Work order:
Please tally the lines in the records that include the word "vJsonNode" and answer with the bare number.

Dataset excerpts
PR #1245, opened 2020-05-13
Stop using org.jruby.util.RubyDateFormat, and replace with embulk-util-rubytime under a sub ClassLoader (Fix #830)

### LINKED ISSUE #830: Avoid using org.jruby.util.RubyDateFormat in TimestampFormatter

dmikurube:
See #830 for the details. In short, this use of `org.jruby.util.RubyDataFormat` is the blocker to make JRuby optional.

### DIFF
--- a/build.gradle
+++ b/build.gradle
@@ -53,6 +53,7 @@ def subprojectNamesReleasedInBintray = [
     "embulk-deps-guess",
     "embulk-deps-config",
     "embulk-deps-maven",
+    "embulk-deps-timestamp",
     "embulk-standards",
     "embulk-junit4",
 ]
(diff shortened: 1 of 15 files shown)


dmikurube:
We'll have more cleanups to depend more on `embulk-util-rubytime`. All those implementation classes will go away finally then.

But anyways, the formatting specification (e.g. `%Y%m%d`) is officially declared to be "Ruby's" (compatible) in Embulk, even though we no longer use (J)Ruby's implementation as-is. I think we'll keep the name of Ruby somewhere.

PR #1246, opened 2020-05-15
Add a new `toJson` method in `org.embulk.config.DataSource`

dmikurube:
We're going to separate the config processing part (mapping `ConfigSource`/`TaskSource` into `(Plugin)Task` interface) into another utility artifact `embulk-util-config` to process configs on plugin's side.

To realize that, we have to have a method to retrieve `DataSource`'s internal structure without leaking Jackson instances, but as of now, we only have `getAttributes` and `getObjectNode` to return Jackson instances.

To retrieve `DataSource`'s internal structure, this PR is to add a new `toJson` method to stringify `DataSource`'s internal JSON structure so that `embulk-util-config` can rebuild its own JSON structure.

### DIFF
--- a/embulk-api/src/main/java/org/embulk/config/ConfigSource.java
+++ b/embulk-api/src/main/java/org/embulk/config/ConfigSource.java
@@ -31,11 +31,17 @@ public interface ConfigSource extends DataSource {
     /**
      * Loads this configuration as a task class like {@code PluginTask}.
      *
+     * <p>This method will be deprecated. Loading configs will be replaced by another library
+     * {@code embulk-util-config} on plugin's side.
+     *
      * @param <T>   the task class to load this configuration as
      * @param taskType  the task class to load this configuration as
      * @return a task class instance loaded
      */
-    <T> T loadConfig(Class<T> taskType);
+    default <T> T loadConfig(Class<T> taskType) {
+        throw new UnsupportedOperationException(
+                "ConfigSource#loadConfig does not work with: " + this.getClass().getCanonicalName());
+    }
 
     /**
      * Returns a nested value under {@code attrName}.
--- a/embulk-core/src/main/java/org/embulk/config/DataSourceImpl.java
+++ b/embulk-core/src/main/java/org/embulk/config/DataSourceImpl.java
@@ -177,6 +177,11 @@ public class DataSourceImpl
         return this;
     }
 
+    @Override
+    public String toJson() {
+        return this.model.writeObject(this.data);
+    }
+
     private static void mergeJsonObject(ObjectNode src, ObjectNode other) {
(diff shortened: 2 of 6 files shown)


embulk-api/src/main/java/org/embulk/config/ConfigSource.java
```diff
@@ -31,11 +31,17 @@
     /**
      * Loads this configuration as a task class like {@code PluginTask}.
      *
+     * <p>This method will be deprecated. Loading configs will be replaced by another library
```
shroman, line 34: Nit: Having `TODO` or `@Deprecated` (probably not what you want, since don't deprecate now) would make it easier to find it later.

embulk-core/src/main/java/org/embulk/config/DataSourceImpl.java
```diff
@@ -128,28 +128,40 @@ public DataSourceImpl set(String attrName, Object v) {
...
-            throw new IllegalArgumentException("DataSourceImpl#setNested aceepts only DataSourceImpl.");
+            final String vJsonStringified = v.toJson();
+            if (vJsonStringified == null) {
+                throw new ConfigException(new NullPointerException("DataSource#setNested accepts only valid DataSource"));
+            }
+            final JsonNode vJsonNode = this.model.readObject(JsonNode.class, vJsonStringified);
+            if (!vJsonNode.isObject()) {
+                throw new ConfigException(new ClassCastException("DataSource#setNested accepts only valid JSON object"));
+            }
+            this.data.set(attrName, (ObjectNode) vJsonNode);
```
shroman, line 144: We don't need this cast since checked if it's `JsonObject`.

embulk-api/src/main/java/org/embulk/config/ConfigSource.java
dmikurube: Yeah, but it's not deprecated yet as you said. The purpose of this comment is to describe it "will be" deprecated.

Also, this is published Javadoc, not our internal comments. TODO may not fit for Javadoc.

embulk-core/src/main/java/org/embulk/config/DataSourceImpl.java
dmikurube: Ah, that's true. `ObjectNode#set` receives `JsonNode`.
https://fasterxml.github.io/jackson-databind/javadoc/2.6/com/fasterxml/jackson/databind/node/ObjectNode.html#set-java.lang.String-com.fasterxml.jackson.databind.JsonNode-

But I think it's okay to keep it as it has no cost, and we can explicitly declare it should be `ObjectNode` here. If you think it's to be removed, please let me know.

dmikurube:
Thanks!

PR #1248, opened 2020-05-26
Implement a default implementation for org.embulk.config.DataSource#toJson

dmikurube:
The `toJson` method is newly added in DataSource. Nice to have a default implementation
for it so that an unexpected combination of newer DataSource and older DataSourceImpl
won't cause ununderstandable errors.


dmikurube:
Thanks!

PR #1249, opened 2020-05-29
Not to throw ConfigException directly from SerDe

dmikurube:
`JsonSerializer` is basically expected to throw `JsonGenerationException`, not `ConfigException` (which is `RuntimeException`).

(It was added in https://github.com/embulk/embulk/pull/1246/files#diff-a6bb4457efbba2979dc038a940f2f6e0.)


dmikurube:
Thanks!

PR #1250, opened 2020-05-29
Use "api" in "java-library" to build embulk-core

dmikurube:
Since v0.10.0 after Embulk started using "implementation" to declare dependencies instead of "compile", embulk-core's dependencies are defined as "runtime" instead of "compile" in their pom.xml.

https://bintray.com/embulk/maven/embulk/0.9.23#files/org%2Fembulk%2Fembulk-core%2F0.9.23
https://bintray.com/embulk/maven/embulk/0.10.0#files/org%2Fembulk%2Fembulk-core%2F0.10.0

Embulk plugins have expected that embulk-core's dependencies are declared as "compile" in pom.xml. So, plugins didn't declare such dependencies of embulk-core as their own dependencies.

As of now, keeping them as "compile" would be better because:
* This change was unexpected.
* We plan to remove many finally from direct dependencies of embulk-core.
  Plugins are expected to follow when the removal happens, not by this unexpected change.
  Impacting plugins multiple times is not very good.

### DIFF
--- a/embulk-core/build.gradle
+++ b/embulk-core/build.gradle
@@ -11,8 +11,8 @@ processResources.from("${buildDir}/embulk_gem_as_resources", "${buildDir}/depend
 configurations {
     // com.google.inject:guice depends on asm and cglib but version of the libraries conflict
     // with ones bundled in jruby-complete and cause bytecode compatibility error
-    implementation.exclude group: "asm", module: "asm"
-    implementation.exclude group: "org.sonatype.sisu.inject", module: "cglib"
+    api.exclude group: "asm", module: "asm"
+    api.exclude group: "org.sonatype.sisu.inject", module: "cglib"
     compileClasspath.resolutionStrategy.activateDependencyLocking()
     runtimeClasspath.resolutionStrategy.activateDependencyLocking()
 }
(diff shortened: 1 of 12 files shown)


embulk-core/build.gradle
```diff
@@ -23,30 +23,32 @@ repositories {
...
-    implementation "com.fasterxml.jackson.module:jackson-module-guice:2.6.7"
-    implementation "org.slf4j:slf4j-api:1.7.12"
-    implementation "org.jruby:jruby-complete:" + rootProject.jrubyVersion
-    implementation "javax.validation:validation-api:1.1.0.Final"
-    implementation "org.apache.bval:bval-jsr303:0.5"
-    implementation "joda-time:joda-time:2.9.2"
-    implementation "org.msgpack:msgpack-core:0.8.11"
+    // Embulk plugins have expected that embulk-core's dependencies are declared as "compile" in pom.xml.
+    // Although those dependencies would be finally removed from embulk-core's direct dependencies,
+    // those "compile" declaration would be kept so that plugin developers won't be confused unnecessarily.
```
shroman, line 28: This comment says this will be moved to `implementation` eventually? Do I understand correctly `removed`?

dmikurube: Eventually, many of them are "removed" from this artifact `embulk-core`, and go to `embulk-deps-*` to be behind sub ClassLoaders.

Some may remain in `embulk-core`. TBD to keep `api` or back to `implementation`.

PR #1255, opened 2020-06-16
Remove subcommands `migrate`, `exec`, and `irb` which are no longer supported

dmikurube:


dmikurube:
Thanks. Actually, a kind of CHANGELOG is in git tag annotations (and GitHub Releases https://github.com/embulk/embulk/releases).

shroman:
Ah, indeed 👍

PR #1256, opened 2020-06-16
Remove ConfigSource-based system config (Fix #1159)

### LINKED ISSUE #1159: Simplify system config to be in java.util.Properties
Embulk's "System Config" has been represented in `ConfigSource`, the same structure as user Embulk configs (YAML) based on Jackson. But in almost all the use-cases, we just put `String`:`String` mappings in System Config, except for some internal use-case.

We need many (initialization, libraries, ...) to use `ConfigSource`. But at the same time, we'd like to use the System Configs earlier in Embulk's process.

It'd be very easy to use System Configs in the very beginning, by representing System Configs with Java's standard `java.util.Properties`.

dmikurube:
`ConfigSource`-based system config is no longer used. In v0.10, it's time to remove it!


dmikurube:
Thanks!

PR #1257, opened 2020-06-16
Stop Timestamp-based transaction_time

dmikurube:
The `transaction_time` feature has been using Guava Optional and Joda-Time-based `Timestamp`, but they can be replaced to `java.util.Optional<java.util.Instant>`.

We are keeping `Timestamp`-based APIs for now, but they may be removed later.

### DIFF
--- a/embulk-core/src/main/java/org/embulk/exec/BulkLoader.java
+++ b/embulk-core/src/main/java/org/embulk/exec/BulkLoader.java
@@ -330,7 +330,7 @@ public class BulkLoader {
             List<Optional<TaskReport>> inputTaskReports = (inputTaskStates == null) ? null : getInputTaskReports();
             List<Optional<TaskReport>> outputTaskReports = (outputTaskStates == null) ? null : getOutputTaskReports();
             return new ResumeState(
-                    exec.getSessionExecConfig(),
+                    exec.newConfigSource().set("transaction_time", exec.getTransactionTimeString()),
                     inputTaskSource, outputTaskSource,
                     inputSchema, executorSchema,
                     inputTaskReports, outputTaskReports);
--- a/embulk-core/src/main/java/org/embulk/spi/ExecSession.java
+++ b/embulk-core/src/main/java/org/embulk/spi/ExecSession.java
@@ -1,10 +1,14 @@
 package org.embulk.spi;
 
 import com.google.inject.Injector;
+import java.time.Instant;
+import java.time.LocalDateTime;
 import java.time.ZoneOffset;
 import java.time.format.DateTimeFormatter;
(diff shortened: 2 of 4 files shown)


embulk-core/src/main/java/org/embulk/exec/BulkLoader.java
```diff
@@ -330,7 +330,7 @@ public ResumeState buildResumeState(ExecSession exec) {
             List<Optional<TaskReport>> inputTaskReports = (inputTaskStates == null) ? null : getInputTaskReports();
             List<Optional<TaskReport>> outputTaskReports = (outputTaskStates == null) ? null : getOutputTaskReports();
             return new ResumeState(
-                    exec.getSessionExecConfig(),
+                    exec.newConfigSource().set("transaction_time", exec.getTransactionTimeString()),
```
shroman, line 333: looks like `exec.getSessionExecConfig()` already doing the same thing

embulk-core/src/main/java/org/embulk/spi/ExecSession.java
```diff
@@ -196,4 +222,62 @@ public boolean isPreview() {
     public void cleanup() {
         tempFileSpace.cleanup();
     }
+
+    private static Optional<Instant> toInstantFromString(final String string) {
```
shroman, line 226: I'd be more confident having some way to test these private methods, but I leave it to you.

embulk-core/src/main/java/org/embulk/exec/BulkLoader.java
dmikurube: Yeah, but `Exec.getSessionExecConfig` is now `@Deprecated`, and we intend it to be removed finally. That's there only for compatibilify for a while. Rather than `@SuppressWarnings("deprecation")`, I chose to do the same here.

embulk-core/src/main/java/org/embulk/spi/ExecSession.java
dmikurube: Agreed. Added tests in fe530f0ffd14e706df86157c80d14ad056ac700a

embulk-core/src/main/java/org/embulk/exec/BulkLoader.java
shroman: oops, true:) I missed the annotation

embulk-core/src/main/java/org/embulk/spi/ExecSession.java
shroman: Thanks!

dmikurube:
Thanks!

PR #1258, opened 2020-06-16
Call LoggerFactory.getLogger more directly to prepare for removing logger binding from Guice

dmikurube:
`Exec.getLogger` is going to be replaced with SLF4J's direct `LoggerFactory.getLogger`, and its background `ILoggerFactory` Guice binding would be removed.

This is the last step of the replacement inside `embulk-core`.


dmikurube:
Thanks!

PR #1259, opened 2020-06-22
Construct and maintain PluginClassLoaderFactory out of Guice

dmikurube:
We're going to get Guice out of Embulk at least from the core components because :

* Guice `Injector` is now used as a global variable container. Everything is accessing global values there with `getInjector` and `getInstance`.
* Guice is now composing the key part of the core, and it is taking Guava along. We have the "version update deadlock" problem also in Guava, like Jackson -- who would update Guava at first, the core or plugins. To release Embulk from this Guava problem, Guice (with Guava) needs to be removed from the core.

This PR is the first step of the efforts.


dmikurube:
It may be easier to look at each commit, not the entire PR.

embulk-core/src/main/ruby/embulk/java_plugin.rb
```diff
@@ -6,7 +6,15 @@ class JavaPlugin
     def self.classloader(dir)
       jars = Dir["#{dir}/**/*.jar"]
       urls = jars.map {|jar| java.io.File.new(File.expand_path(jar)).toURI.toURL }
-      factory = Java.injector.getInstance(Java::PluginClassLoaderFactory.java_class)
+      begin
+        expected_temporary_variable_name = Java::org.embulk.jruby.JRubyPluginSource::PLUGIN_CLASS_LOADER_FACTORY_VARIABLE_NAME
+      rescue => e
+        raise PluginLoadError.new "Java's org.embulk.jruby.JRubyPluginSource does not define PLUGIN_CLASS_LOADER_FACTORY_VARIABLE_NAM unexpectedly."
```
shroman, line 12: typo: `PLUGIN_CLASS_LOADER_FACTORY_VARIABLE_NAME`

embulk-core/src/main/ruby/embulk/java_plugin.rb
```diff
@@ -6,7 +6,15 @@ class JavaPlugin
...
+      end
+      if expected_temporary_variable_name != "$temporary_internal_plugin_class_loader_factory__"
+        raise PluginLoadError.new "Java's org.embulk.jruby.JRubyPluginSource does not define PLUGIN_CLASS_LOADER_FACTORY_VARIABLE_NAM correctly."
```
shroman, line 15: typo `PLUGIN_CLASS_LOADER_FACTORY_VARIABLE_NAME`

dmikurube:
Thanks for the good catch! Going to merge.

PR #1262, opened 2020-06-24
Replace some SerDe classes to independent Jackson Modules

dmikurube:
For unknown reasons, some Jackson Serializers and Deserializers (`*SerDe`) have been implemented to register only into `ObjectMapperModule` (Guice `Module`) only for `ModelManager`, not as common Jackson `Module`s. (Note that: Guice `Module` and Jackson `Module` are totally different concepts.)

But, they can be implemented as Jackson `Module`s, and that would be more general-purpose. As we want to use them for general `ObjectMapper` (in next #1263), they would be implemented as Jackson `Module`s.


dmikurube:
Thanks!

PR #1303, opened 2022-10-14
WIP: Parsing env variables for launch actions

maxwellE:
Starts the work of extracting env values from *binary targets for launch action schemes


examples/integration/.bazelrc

Answer section:
3